PDA

View Full Version : ($60) advice wanted - gang tackling the shortie?


bluefeet
09-06-2005, 11:17 AM
Kind of an obscure question - but one I've struggled with occasionally.

Assuming you can 'afford it', do you call raises with less in an effort to ensure a short-stack's demise?
Is this thinking even correct? Should your calling/raising standards be limited to the comparison of your hand to the openers?

In this case here, I had VERY little respect for Seat-1's raise. He had doubled up others at the table at various points with suspect hands - having only reached this point w/ a few river saves of his own. He was extremely LAG, and was raising with any two here (not that it was a bad move/gamble).

Do you consider joining the fray here? What type of hand WOULD you call (vs. raise) with the purpose of making it more difficult for shorie's random hand to hold up?

55+5 turbo
** chips before posting **
Seat 1: (6510 in chips)
bluefeet (5865 in chips)
Seat 5: (1125 in chips)
all post antes 50
bluefeet: posts small blind 300
Seat 5: posts big blind 600
*** HOLE CARDS ***
Dealt to bluefeet [Qs 8s]
Seat 1: raises 600 to 1200
bluefeet: ????

Are there situations that warrant this more than others?

pooh74
09-06-2005, 11:56 AM
[ QUOTE ]
Kind of an obscure question - but one I've struggled with occasionally.

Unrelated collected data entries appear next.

PR #875, opened 2021-08-24
Improve time-to-first-read via precompile + despecialization

quinnj:
Been wanting/needing to do this for a while. Worked through the
excellent tutorials in
https://timholy.github.io/SnoopCompile.jl/stable/snoopi_deep_parcel/ to
help figure out cases where we were overspecializing certain methods
(`CSV.Context`) and generating useful precompile statements. On my
machine, this reduces the time-to-first-read (TTFR) from ~8s to ~1.5,
while package loading time goes from 3s to 10s, which both seem like
good tradeoffs. To avoid overspecialization of `CSV.Context` method,
which has a huge method body, we introduce a simple `Arg` wrapper struct
to kill inference and make the method signature concrete. The `@refargs`
macro conveniently wraps each arg in a _call_ with `Arg(x)`, and for a
_definition_, it annotates each arg as `x::Arg` and inserts an unwrap as
the first thing in the method body like `x = x[]::Int` where `x` was
declared as `x::Int` in the argument list.

One thing I noticed that I would still like to look into if time is that if we do `f = CSV.File(IOBuffer("a,b,c\n1,2,3\n\n"))` in a fresh session, it takes ~1.5s, but then if we call like `f = CSV.File(IOBuffer("a,b,c\n1,2,3\n\n"); header=false)`, it takes 3s to......recompile a bunch of stuff I guess? I'd love to figure out why that's causing so much recompiling.

### DIFF
--- a/src/chunks.jl
+++ b/src/chunks.jl
@@ -74,7 +74,7 @@ function Chunks(source;
     debug::Bool=false,
     parsingdebug::Bool=false)
 
-    ctx = Context(source, header, normalizenames, datarow, skipto, footerskip, transpose, comment, ignoreemptyrows, ignoreemptylines, select, drop, limit, buffer_in_memory, nothing, ntasks, tasks, rows_to_check, lines_to_check, missingstrings, missingstring, delim, ignorerepeated, quoted, quotechar, openquotechar, closequotechar, escapechar, dateformat, dateformats, decimal, truestrings, falsestrings, type, types, typemap, pool, downcast, lazystrings, stringtype, strict, silencewarnings, maxwarnings, debug, parsingdebug, false)
+    ctx = @refargs Context(source, header, normalizenames, datarow, skipto, footerskip, transpose, comment, ignoreemptyrows, ignoreemptylines, select, drop, limit, buffer_in_memory, nothing, ntasks, tasks, rows_to_check, lines_to_check, missingstrings, missingstring, delim, ignorerepeated, quoted, quotechar, openquotechar, closequotechar, escapechar, dateformat, dateformats, decimal, truestrings, falsestrings, type, types, typemap, pool, downcast, lazystrings, stringtype, strict, silencewarnings, maxwarnings, debug, parsingdebug, false)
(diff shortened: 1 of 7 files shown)


rikhuijzer:
> this reduces the time-to-first-read (TTFR) from ~8s to ~1.5,

Awesome! :heart:

timholy:
Nice work, @quinnj! With reference to https://discourse.julialang.org/t/csv-jl-fails-precompling-typeerror-in-type-expression-expected-unionall-got-type-parsers-options/67195, one thing I've noticed (but not yet updated the SnoopCompile docs for, sorry), is that to more easily support multiple Julia versions & architectures (e.g., 32-bit vs 64-bit), often a better strategy is to have your precompile file look like this:
```julia
function _precompile_()
    ccall(:jl_generating_output, Cint, ()) == 1 || return nothing
    x = my_pkg_object(args...)
    do_some_work(x, otherargs...)
end
```
for some tiny workloads typical of the data types you want your package to work on. This has the same effect as explicit `precompile` directives, except it's more thorough because any runtime-dispatches will also get precompiled without a separate `precompile` directive. And it better supports different Julia versions and architectures because it allows the compilation to proceed in the natural way on each machine.

In other words, rather than creating a workload for snooping via `@snoopi_deep` and then using `parcel` + `write`, better is to just paste your workload into the precompile file itself!

timholy:
It's the same as `precompile` because `precompile` is not a directive to "save my code in the cache": it simply forces the specialization to be compiled. Julia saves everything that's "owned" by the package in the cache automatically, whether it was compiled due to a `precompile` directive or simply by running code.

rikhuijzer:
Very nice @timholy. Now, I get what you meant when we were talking about it during JuliaCon. I did get it, but couldn't find any example anywhere. Looking forward to docs too :+1:

timholy:
Yeah, the problem with voluminous docs is that when you realize new stuff it's a bit daunting to update them. I really need to restructure it in more cookbook format ("do this...").

PR #876, opened 2021-08-24
Support SubArray{UInt8, 1, Vector{UInt8}} as valid source

quinnj:
This comes up sometimes when doing, for example,
`CSV.File(IOBuffer(strip(str)))`. Supporting `SubArray` where the parent
is `Vector{UInt8}` is very easy since we already support passing an
arbitrary `Vector{UInt8}` with custom starting/ending position.


src/utils.jl
```diff
@@ -149,10 +149,17 @@ consumeBOM(buf, pos) = (length(buf) >= 3 && buf[pos] == 0xef && buf[pos + 1] ==
...
-        return x.data, x.ptr, x.size, tfile
+    elseif x isa SubArray{UInt8, 1, Vector{UInt8}}
+        return parent(x), first(x.indices[1]), last(x.indices[1]), tfile
+    elseif x isa IOBuffer
+        if x.data isa Vector{UInt8}
+            return x.data, x.ptr, x.size, tfile
+        elseif x.data isa SubArray{UInt8}
+            x = x.data
+            return parent(x), first(x.indices), last(x.indices), tfile
+        end
```
vtjnash, line 162: This introduced a bug, since it is missing the `else` case here, and because all of these fields are private their implementation may change without warning. The typical API to call is `take!` to force the IOBuffer to destructively generate and return a `Vector{UInt8}` view of that current data

PR #897, opened 2021-09-10
Declare `isrowtable(::Rows) == true`

nickrobinson251:
- The existing code seems to be a typo, as
  as `rowtable` should return a `Vector{NamedTuple}`
  not a `Bool`. So i suspect we meant to
  define `isrowtable` (not `rowtable`).
- if `isrowtable`, then we get `rows(x) === x` for free

This is just something i happened to see when reading this part of the code for another reason.

### DIFF
--- a/src/rows.jl
+++ b/src/rows.jl
@@ -155,8 +155,7 @@ function Rows(source::ValidSources;
     )
 end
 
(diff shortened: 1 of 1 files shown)


quinnj (approved):
Thanks!

PR #911, opened 2021-09-18
Add `validate` keyword for disabling argument checks

### LINKED ISSUE #910: Make validation on `types` parameter optional
#870 added validation to the `types` keyword, specifically requiring that all keys in the `Dict` also be columns in the CSV file.

It would be nice if such checking was optional, since it allows specifying types for _possible_ columns in a CSV. This is what we do in https://github.com/JuliaDynamics/Agents.jl/blob/master/src/submodules/io/csv_integration.jl, by analysing the field names of the agent struct to guess the columns and types in the CSV file. All the columns that are "guessed" may not appear in the CSV file.

Alternatively, is there a way to find the column names in the file from `CSV.Rows`? That would allow filtering the keys, and removing ones that aren't columns.

Ping https://github.com/JuliaDynamics/Agents.jl/pull/550

nickrobinson251:
Closes #910, follow-up to #870

- Not sure if we want to support this via yet another keyword, but if we do i think this is roughly how to do it
- Also not sure how this works with `Rows`... it seems right now there's only validation for `File` and not for `Rows`. Is that intended? and if so how's best to document this?
- And definitely not sure about the best name (`validate`? `checkargs`?  `checkcols`? ...?)

### DIFF
--- a/src/context.jl
+++ b/src/context.jl
@@ -104,9 +104,9 @@ end
 function checkinvalidcolumns(dict, argname, ncols, names)
     for (k, _) in dict
         if k isa Integer
-            (0 < k <= ncols) || throw(ArgumentError("invalid column number provided in `$argname` keyword argument: $k. Column number must be 0 < i <= $ncols as detected in the data"))
+            (0 < k <= ncols) || throw(ArgumentError("invalid column number provided in `$argname` keyword argument: $k. Column number must be 0 < i <= $ncols as detected in the data. To ignore invalid columns numbers in `$argname`, pass `validate=false`"))
         else
-            Symbol(k) in names || throw(ArgumentError("invalid column name provided in `$argname` keyword argument: $k. Valid column names detected in the data are: $names"))
+            Symbol(k) in names || throw(ArgumentError("invalid column name provided in `$argname` keyword argument: $k. Valid column names detected in the data are: $names. To ignore invalid columns names in `$argname`, pass `validate=false`"))
         end
     end
     return
@@ -140,6 +140,7 @@ struct Context
     maxwarnings::Int
     debug::Bool
     tempfile::Union{String, Nothing}
+    validate::Bool
     streaming::Bool
 end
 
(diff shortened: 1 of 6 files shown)


src/context.jl
```diff
@@ -247,6 +249,7 @@ end
     maxwarnings::Integer,
     debug::Bool,
     parsingdebug::Bool,
+    validate::Bool,
```
quinnj, line 252: I don't think we need to add this as a new field to `Context`, right? It should only ever be needed during the construction of the `Context` object

src/context.jl
```diff
@@ -442,7 +445,7 @@ end
                 customtypes = tupcat(customtypes, nonstandardtype(col.type))
             end
         end
-        checkinvalidcolumns(types, "types", ncols, names)
+        validate && checkinvalidcolumns(types, "types", ncols, names)
```
quinnj, line 448: I think it would be useful to mention that you can pass `validate=false` in the `checkinvalidcolumns` error just so people know what to do immediately if they hit the error.

nickrobinson251: yep, it's already added (up on L104), but let me know if it could be clearer; it currently reads:
```diff
-            (0 < k <= ncols) || throw(ArgumentError("invalid column number provided in `$argname` keyword argument: $k. Column number must be 0 < i <= $ncols as detected in the data"))
+            (0 < k <= ncols) || throw(ArgumentError("invalid column number provided in `$argname` keyword argument: $k. Column number must be 0 < i <= $ncols as detected in the data. To ignore invalid columns numbers in `$argname`, pass `validate=false`"))
         else
-            Symbol(k) in names || throw(ArgumentError("invalid column name provided in `$argname` keyword argument: $k. Valid column names detected in the data are: $names"))
+            Symbol(k) in names || throw(ArgumentError("invalid column name provided in `$argname` keyword argument: $k. Valid column names detected in the data are: $names. To ignore invalid columns names in `$argname`, pass `validate=false`"))
```

src/context.jl
nickrobinson251: that's a good point! And i see we do this for "`parsingdebug`" too (which is used in constructing the `Options`) -- i've pushed a commit removing it from the `Context` type itself.

quinnj (approved):
Thanks @nickrobinson251!

PR #949, opened 2021-12-14
Avoid promoting inline string types larger than String31

### LINKED ISSUE #945: Possible string type detection bug
@quinnj it seems that in some cases `CSV.read` creates `String63` columns under default settings (and AFAICT it should not - `String` should be used in such a case as we are using InlineStrings.jl up to `String31` by default).

Here is a notebook https://github.com/JuliaAcademy/DataFrames/blob/main/3.%20Working%20with%20text%20files.ipynb reproducing the issue. See cell [12] for the result and cell [10] for the command I use to read in the data. To get the data use the code in cell [5].

quinnj:
Fixes #945. The core issue here is an inconsistency between the initial
type detection code and the later-on type promotion code while parsing.
The type detection code had a limit setup so that inline string column
types weren't allowed larger than `String31`. The promotion code,
however, allowed inline string types to continue to promote up to
`String255`. That means if a column type was at least initiall detected
as some smaller-than-`String31` type, then later on a value larger than
31 bytes was parsed, it would continue to promote up to larger inline
string types. The change proposed in this PR is to limit the promotion
code to be more consistent with the type detection code: if a parsed
value "overflows" the `String31` type, we'll just promote to a regular
`String` instead of promoting to larger inline string types.

### DIFF
--- a/src/file.jl
+++ b/src/file.jl
@@ -869,9 +869,9 @@ function parsevalue!(::Type{type}, buf, pos, len, row, rowoffset, i, col, ctx)::
                         code = trytopromote!(type, newT, buf, pos, len, col, row)
                         newT = _widen(newT)
                     end
-                elseif type === InlineString1 || type === InlineString3 || type === InlineString7 || type === InlineString15 || type === InlineString31 || type === InlineString63 || type === InlineString127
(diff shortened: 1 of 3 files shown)


bkamins:
Thank you! Are you planning to make a patch release or you are waiting for some additional changes before this?

PR #113, opened 2022-09-08
feat: allow .ico image file types

KristinAoki:
This PR allows .ico images to be uploaded in the text editor. File input snapshot was updated to include new allowed file type and no new tests were added.

JIRA Ticket: [TNL-9952](https://2u-internal.atlassian.net/browse/TNL-9952)


connorhaugh (approved):
:shipit:

PR #116, opened 2022-09-21
feat: connect transcript child ui to api

KristinAoki:
This PR connects the UI and mocked api call for transcript child items to Studio API endpoints.

JIRA ticket: [TNL-9980](https://2u-internal.atlassian.net/browse/TNL-9980)

### DIFF
--- a/src/editors/containers/VideoEditor/components/VideoSettingsModal/components/TranscriptWidget/hooks.js
+++ b/src/editors/containers/VideoEditor/components/VideoSettingsModal/components/TranscriptWidget/hooks.js
@@ -1,6 +1,7 @@
 import React from 'react';
 import { useDispatch, useSelector } from 'react-redux';
 import { actions, selectors } from '../../../../../../data/redux'
+import { thunkActions } from '../../../../../../data/redux';
 
 export const transcriptLanguages = (transcripts) => {
   const languages = [];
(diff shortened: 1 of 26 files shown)


src/editors/containers/VideoEditor/components/VideoSettingsModal/components/TranscriptWidget/index.jsx
```diff
@@ -35,21 +38,12 @@ export const TranscriptWidget = ({
...
-      show: true,
-    },
-  };
-  const upload = {
-    error: {
-      dismiss: () => { console.log('dismiss'); },
-      show: true,
-    },
-  };
+  const fileInput = hooks.fileInput({ onAddFile: '' });
```
connorhaugh, line 45: We'll need to add an onAddFile action here in order to integrate our work

connorhaugh:
For those curious: the reason Kristin is only using the upload/delete endpoints is because the replace endpoint actually: 

    """
    Downloads subtitles from youtube and replaces edx transcripts in DS with youtube ones.
    """

src/editors/containers/VideoEditor/components/VideoSettingsModal/components/TranscriptWidget/hooks.js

Assuming you can 'afford it', do you call raises with less in an effort to ensure a short-stack's demise?
Is this thinking even correct? Should your calling/raising standards be limited to the comparison of your hand to the openers?

In this case here, I had VERY little respect for Seat-1's raise. He had doubled up others at the table at various points with suspect hands - having only reached this point w/ a few river saves of his own. He was extremely LAG, and was raising with any two here (not that it was a bad move/gamble).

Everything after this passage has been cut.